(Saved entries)
PR #308, opened 2019-05-06
Add XML generator for sonarqube generic coverage report

akmll:
Add command line option '--sonarqube' with output report file name to generate sonarqube generic coverage report as described in https://docs.sonarqube.org/latest/analysis/generic-test/

### DIFF
--- a/AUTHORS.txt
+++ b/AUTHORS.txt
@@ -26,6 +26,7 @@ The following developers contributed to gcovr (ordered alphabetically):
     libPhipp,
     Lukas Atkinson,
     Luke Woydziak,
+    Leon Ma,
     Marek Kurdej,
     Martin Mraz,
     Matsumoto Taichi,
--- a/README.rst
+++ b/README.rst
@@ -123,7 +123,7 @@ To generate code coverage report for sonarqube:
 
 ::
 
-    gcovr -r . --xml-pretty --sonarqube coverage.xml
+    gcovr -r . --sonarqube coverage.xml
 
 This will create coverage.xml containing the sonarqube generic coverage report described at:
 `<https://docs.sonarqube.org/latest/analysis/generic-test/>`_
--- a/README.rst
+++ b/README.rst
@@ -119,6 +119,15 @@ You can also generate detailed HTML reports:
 
 Gcovr will create one HTML report per source file next to the coverage.html summary.
 
+To generate code coverage report for sonarqube:
+
+::
+
+    gcovr -r . --xml-pretty --sonarqube coverage.xml
+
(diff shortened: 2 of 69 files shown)


latk:
Thank you for this PR, that looks fantastic. It is fine to leave the PR open while you work on it. The Travis test failures seem to only be about code style issues (unused variables).

What I need from you before I can merge:

* Please add your name to the AUTHORS file
* Please add a mention of this format to the README file.
* The recent pull request #307 moves to the lxml backend which reduces memory usage. I think this would be a good idea here as well. If you run into any Python 2 vs 3 problems, it's fine if new features only work under 3.
* I need at least one test case for the generator. This involves:
  1. creating a new target in the test's Makefile, 
  2. running it manually to create the output file
  3. manually verifying the output
  4. moving the file into the test's reference folder
  5. extend the gcovr/tests/test_gcovr.py test runner to run this additional target if it is available

Please let me know if you run into any problems.

akmll:
Thank you for your comments. I am quite a newbie in python, I will update the unit tests and create pull request later. It makes no sense to add uncovered code in a code coverage tool.

akmll:
Sorry, I didn't notice it was reopened. I am quite a newbie in python so this might take time, and I use msys2 on windows, it seems some of the test cases would fail.

latk:
No worries. I'm thankful for any work that you can do!

The tests assume a specific GCC version (GCC 5) and may fail under
different versions. This is not a problem, as long as Travis/Appveyor are
green. If extending the tests is too tricky then I can look into it myself.
TBH this is the first time in forever that a new test target is added, so
this would be nontrivial for me as well.

The part about tests that I definitely need from you is that you confirm
that the generated XML is accepted by Sonarqube, for example by using your
modified version of gcovr in your build pipeline. If that seems to work,
I'm confident it will be all right for others as well.

Again, thank you very much for working on this, and please reach out if I
can help.

akmll:
Finally I have made the unit tests to success. The uncovered lines of code share across the generators, so I think it is OK.

I have tested the generator with a real project under enterprise environment and it works like a charm, the coverage information is just the same as the html report generated.

I read in the PR #307 that the memory usage is high with xml.minidom. I was thinking about generating the xml text directly since the format is rather simple. I am not very familiar with python, so I am not sure if that would help.

Another thing needs to mention is that there is no stdout print option for this sonarqube generator, I could add it easily if there is such scenario.

latk:
OK, I've merged this manually! I decided not to use the string-based output generation but rather ported to lxml. Your idea to pass the output file name via `--sonarqube` rather than `-o` was good, so I added that to all other formats as well.

Thanks again for working on this!

PR #315, opened 2019-05-31
Fixed issue under gcov 8 where an un-hit section could overwrite a hit in templated code

obiphi:
Hi,

When working with GCC 8 (ref #228) I found a bug whereby if the gcov file is arranged thus:
```
------------------
Foo<int>::Foo():
function Foo<int>::Foo() called 1 returned 100% blocks executed 100%
        1:    7:  Foo(): b (1000) {}
------------------
Foo<char>::Foo():
function Foo<char>::Foo() called 0 returned 0% blocks executed 0%
    #####:    7:  Foo(): b (1000) {}
------------------
```
instead of:
```
------------------
Foo<char>::Foo():
function Foo<char>::Foo() called 0 returned 0% blocks executed 0%
    #####:    7:  Foo(): b (1000) {}
------------------
Foo<int>::Foo():
function Foo<int>::Foo() called 1 returned 100% blocks executed 100%
        1:    7:  Foo(): b (1000) {}
------------------
```
then the line in question is flagged as un-hit, because the un-hit indicator `####` occurs after the hit indicator. In addition, if there are multiple instantiations of the template with different types only the hit count for the last one is used. 

I've modified an existing test to demonstrate & test the first issue, and validated that the change fixes the issue I see in my code as well. I have done my best to understand and follow the contributions rules and have run the build under Travis CI to verify the changes I've made. 

Please let me know if there are any other changes I can make to this PR to get it accepted.

Thanks,
Phil

### DIFF
--- a/AUTHORS.txt
+++ b/AUTHORS.txt
@@ -40,6 +40,7 @@ The following developers contributed to gcovr (ordered alphabetically):
     Mikk Leini,
     Nikolaj Schumacher,
     Piotr Dziwinski,
+    Phil Clapham,
     Richard Kjerstadius,
     Reto Schneider,
     Robert Rosengren,
--- a/gcovr/gcov.py
+++ b/gcovr/gcov.py
@@ -308,13 +308,13 @@ class GcovParser(object):
             if is_non_code(code):
                 self.coverage.line(self.lineno).noncode = True
             else:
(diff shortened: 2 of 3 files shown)


latk:
This looks excellent! Thank you for the fix :)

What to do: Output the entries exactly. Leave nothing out.

Solution to the problem:
PR #308, opened 2019-05-06
Add XML generator for sonarqube generic coverage report

akmll:
Add command line option '--sonarqube' with output report file name to generate sonarqube generic coverage report as described in https://docs.sonarqube.org/latest/analysis/generic-test/

### DIFF
--- a/AUTHORS.txt
+++ b/AUTHORS.txt
@@ -26,6 +26,7 @@ The following developers contributed to gcovr (ordered alphabetically):
     libPhipp,
     Lukas Atkinson,
     Luke Woydziak,
+    Leon Ma,
     Marek Kurdej,
     Martin Mraz,
     Matsumoto Taichi,
--- a/README.rst
+++ b/README.rst
@@ -123,7 +123,7 @@ To generate code coverage report for sonarqube:
 
 ::
 
-    gcovr -r . --xml-pretty --sonarqube coverage.xml
+    gcovr -r . --sonarqube coverage.xml
 
 This will create coverage.xml containing the sonarqube generic coverage report described at:
 `<https://docs.sonarqube.org/latest/analysis/generic-test/>`_
--- a/README.rst
+++ b/README.rst
@@ -119,6 +119,15 @@ You can also generate detailed HTML reports:
 
 Gcovr will create one HTML report per source file next to the coverage.html summary.
 
+To generate code coverage report for sonarqube:
+
+::
+
+    gcovr -r . --xml-pretty --sonarqube coverage.xml
+
(diff shortened: 2 of 69 files shown)


latk:
Thank you for this PR, that looks fantastic. It is fine to leave the PR open while you work on it. The Travis test failures seem to only be about code style issues (unused variables).

What I need from you before I can merge:

* Please add your name to the AUTHORS file
* Please add a mention of this format to the README file.
* The recent pull request #307 moves to the lxml backend which reduces memory usage. I think this would be a good idea here as well. If you run into any Python 2 vs 3 problems, it's fine if new features only work under 3.
* I need at least one test case for the generator. This involves:
  1. creating a new target in the test's Makefile, 
  2. running it manually to create the output file
  3. manually verifying the output
  4. moving the file into the test's reference folder
  5. extend the gcovr/tests/test_gcovr.py test runner to run this additional target if it is available

Please let me know if you run into any problems.

akmll:
Thank you for your comments. I am quite a newbie in python, I will update the unit tests and create pull request later. It makes no sense to add uncovered code in a code coverage tool.

akmll:
Sorry, I didn't notice it was reopened. I am quite a newbie in python so this might take time, and I use msys2 on windows, it seems some of the test cases would fail.

latk:
No worries. I'm thankful for any work that you can do!

The tests assume a specific GCC version (GCC 5) and may fail under
different versions. This is not a problem, as long as Travis/Appveyor are
green. If extending the tests is too tricky then I can look into it myself.
TBH this is the first time in forever that a new test target is added, so
this would be nontrivial for me as well.

The part about tests that I definitely need from you is that you confirm
that the generated XML is accepted by Sonarqube, for example by using your
modified version of gcovr in your build pipeline. If that seems to work,
I'm confident it will be all right for others as well.

Again, thank you very much for working on this, and please reach out if I
can help.

akmll:
Finally I have made the unit tests to success. The uncovered lines of code share across the generators, so I think it is OK.

I have tested the generator with a real project under enterprise environment and it works like a charm, the coverage information is just the same as the html report generated.

I read in the PR #307 that the memory usage is high with xml.minidom. I was thinking about generating the xml text directly since the format is rather simple. I am not very familiar with python, so I am not sure if that would help.

Another thing needs to mention is that there is no stdout print option for this sonarqube generator, I could add it easily if there is such scenario.

latk:
OK, I've merged this manually! I decided not to use the string-based output generation but rather ported to lxml. Your idea to pass the output file name via `--sonarqube` rather than `-o` was good, so I added that to all other formats as well.

Thanks again for working on this!

PR #315, opened 2019-05-31
Fixed issue under gcov 8 where an un-hit section could overwrite a hit in templated code

obiphi:
Hi,

When working with GCC 8 (ref #228) I found a bug whereby if the gcov file is arranged thus:
```
------------------
Foo<int>::Foo():
function Foo<int>::Foo() called 1 returned 100% blocks executed 100%
        1:    7:  Foo(): b (1000) {}
------------------
Foo<char>::Foo():
function Foo<char>::Foo() called 0 returned 0% blocks executed 0%
    #####:    7:  Foo(): b (1000) {}
------------------
```
instead of:
```
------------------
Foo<char>::Foo():
function Foo<char>::Foo() called 0 returned 0% blocks executed 0%
    #####:    7:  Foo(): b (1000) {}
------------------
Foo<int>::Foo():
function Foo<int>::Foo() called 1 returned 100% blocks executed 100%
        1:    7:  Foo(): b (1000) {}
------------------
```
then the line in question is flagged as un-hit, because the un-hit indicator `####` occurs after the hit indicator. In addition, if there are multiple instantiations of the template with different types only the hit count for the last one is used. 

I've modified an existing test to demonstrate & test the first issue, and validated that the change fixes the issue I see in my code as well. I have done my best to understand and follow the contributions rules and have run the build under Travis CI to verify the changes I've made. 

Please let me know if there are any other changes I can make to this PR to get it accepted.

Thanks,
Phil

### DIFF
--- a/AUTHORS.txt
+++ b/AUTHORS.txt
@@ -40,6 +40,7 @@ The following developers contributed to gcovr (ordered alphabetically):
     Mikk Leini,
     Nikolaj Schumacher,
     Piotr Dziwinski,
+    Phil Clapham,
     Richard Kjerstadius,
     Reto Schneider,
     Robert Rosengren,
--- a/gcovr/gcov.py
+++ b/gcovr/gcov.py
@@ -308,13 +308,13 @@ class GcovParser(object):
             if is_non_code(code):
                 self.coverage.line(self.lineno).noncode = True
             else:
(diff shortened: 2 of 3 files shown)


latk:
This looks excellent! Thank you for the fix :)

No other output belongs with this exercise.